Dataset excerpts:
PR #917, opened 2016-09-18
Add WebTorrent Clones List

DiegoRBaquero:
I'm guessing it's the right spot, I don't really know if the wording is the ideal. Open to suggestions.


dcposch:
I don't know if "clones" is the right word. It implies 1-for-1 copying.

I would say those are decentralized alternatives to centralized services. It's a great list and I think it's really cool that so many people are finding creative uses for WebTorrent.

Want to add WebTorrent Desktop to the list as an alternative to uTorrent and Transmission?

DiegoRBaquero:
@dcposch I put it that name because of the nomenclature I've seen throughout the internet like "YouTube Django Clone", etc.

WT Desktop is already in the list :)

PR #932, opened 2016-09-29
Add more peer ID entropy

feross:
This still keeps the peer ID printable as ascii, while adding lots more
entropy


feross:
16777216x as many possible peer ids 👍

feross:
Thanks for the review @DiegoRBaquero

▸ **Exercise**:
If a line in the records above has the word "more", copy it out.

▸ **Answer space**:
Add more peer ID entropy
This still keeps the peer ID printable as ascii, while adding lots more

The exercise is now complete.